“The segregation of continuously varying stimuli into discrete, behaviorally relevant groups, a process referred to as categorization, is central to perception, stimulus identification, and decision making (Freedman and Assad, 2006, Freedman et al., 2001, Leopold and Logothetis, 1999 and Niessing and Friedrich, 2010). In some cases, the boundary between categories is fixed (Prather et al., 2009). In most cases, however, the boundary needs to adjust according to context, a process referred to as flexible categorization. Recent research suggests that such flexible categorization also contributes to competitive stimulus selection for gaze
and attention (Mysore and Knudsen, 2011b). A midbrain network that plays an essential role in gaze and PI3K inhibitor attention (Cavanaugh and Wurtz, 2004,
Lovejoy and Krauzlis, 2010, McPeek and Keller, 2004 and Müller et al., 2005) OSI-744 nmr segregates stimuli into “strongest” and “others” (Mysore and Knudsen, 2011a). The midbrain network includes the optic tectum (called the superior colliculus in mammals) and several nuclei in the midbrain tegmentum, referred to as the isthmic nuclei (Knudsen, 2011). Categorization by this network tracks the location of the strongest stimulus in real time as a precursor to the selection of the next target for gaze and attention. Despite the importance of flexible categorization to a broad range of functions, how the brain implements it is not known. Categorization by the midbrain network arises from special response properties of a subset
of neurons located in the intermediate and deep layers of the owl optic tectum (OTid) (Mysore et al., 2011 and Mysore and Knudsen, 2011a). These neurons display “switch-like” responses, firing at a high rate when the stimulus inside not their classical receptive field (RF) is the strongest (highest intensity or speed) but switching abruptly to a lower firing rate when a distant, competing stimulus becomes the strongest. This switch-like property causes the encoding of categories by the OTid to be explicit: the category can be read out directly from the population activity pattern without any further transformations beyond simple linear operations, such as averaging (Gollisch and Meister, 2010).

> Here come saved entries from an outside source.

PR #1006, opened 2021-11-16
Remove standard shape requirement for Ops

umangyadav:
Currently in MIGraphX, a number of ops have put unnecessary restriction that input parameters should have standard shape requirement. 

Following are the list of the ops that require **_standard shape_** for the inputs  and my assessment if they really need or not : 

- ArgMax  --> Works without standard shape requirement
- ArgMin --> Works without standard shape requirement
- As_shape --> It has standard shape requirement and uses reshape, not sure how it works and it is not used in any tests.
- Flatten --> Requires standard, because it uses reshape. Flattens into 2D matrix up-to some input axis.
- Gather --> Works without standard shapes
- If_Op --> Input is boolean value, okay to be standard
- Loop --> Inputs are related to trip count, termination condition etc. okay to have standard shapes
- NMS --> Inputs are Box-Shapes, threadshold, scores etc., Okay to have them standard shapes.
- NonZero --> Should work without having standard shape, but fails on GPU on removing the standard shape requirement
- Reshape --> Need to have standard shape
- RoIAlign --> has three inputs 1. Data in NCHW 2. ROI coordinates 3. Batch indices  
-- ROI coordinates and batch indices should be standard shapes, no reason for them to be non-standard. BatchIndices is just a vector. 
-- Input NCHW can potentially be non-standard
- Scatter --> takes three inputs, data, indices and updates, shouldn't require standard shapes, it is just updating the values in the input tensor. Indices and Updates should have same shapes, not sure if there could be cases where they could be non-standard.
- Squeeze --> Shouldn't need standard shapes, it removes axis with shape `1`. 
- TopK --> Should work without having the standard requirement, extract top K elements. Inputs are just value of `k` and `axis`. 
- Unsqueeze --> Shouldn't require standard shapes, it adds an axis


src/include/migraphx/check_shapes.hpp
```diff
@@ -165,6 +165,13 @@ struct check_shapes
         return *this;
     }
 
+    const check_shapes& not_tuple_type() const
```
pfultz2, line 168: I would prefer to have a `allow_tuple_type` instead since the majority of operators dont allow tuples. This might require a `bool` flag that is checked in the destructor. Maybe we can put this in a seperate PR.

scxiao:
@umangyadav Overall, I think the changes should be like:
1) Remove the standard() shape requirement in ops that can be removed. For the corresponding GPU implementation, if necessary, added the standard shape requirement.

In addition, if the strength of the stimulus inside the RF is increased, a switch-like neuron requires a correspondingly stronger competing stimulus to suppress its responses. This property causes the category boundary to be flexible, enabling network responses to reliably identify the strongest stimulus at each moment in time. Explicit and flexible categorization by this network dramatically improves the discriminability of the strongest stimulus among multiple competing stimuli of similar strength (Mysore et al.